— Work order —
A single figure is the whole answer: the number of lines in the entries that contain "postMessage".

Saved data entries
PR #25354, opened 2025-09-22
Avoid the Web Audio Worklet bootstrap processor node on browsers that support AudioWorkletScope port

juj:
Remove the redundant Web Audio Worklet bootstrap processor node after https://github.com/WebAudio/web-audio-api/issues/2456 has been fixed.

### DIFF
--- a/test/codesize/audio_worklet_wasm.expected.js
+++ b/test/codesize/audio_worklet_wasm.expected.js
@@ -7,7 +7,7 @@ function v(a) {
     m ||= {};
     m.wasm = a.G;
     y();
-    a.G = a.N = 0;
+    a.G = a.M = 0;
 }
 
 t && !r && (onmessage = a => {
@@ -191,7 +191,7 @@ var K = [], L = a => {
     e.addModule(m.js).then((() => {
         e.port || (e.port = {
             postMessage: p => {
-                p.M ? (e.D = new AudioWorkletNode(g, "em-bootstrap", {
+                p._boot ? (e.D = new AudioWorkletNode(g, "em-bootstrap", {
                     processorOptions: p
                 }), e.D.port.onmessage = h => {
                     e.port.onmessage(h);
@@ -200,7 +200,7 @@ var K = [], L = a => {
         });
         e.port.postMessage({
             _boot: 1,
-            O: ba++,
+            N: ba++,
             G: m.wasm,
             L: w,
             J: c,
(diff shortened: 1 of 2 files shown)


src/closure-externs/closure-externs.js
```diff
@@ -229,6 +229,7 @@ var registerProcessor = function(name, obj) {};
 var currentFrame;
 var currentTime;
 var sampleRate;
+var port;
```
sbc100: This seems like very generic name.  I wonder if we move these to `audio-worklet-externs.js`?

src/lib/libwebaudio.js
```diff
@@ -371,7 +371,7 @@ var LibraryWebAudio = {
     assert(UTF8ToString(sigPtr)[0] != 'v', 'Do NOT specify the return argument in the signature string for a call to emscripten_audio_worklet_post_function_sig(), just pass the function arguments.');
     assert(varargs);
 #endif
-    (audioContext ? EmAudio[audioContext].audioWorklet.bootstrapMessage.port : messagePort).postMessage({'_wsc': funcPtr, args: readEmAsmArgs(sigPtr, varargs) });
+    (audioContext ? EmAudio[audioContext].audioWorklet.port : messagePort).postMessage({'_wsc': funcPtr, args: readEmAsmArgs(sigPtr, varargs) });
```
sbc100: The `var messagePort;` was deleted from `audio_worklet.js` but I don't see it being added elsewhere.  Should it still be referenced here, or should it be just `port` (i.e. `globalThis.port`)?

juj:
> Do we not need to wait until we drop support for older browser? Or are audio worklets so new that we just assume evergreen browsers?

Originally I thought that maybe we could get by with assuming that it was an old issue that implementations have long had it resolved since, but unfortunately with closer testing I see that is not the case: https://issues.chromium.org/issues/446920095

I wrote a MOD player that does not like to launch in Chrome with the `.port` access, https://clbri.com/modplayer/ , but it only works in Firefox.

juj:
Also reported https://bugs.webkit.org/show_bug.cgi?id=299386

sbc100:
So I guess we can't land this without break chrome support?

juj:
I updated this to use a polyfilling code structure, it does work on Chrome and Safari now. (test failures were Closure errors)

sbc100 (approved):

— Final answer —
4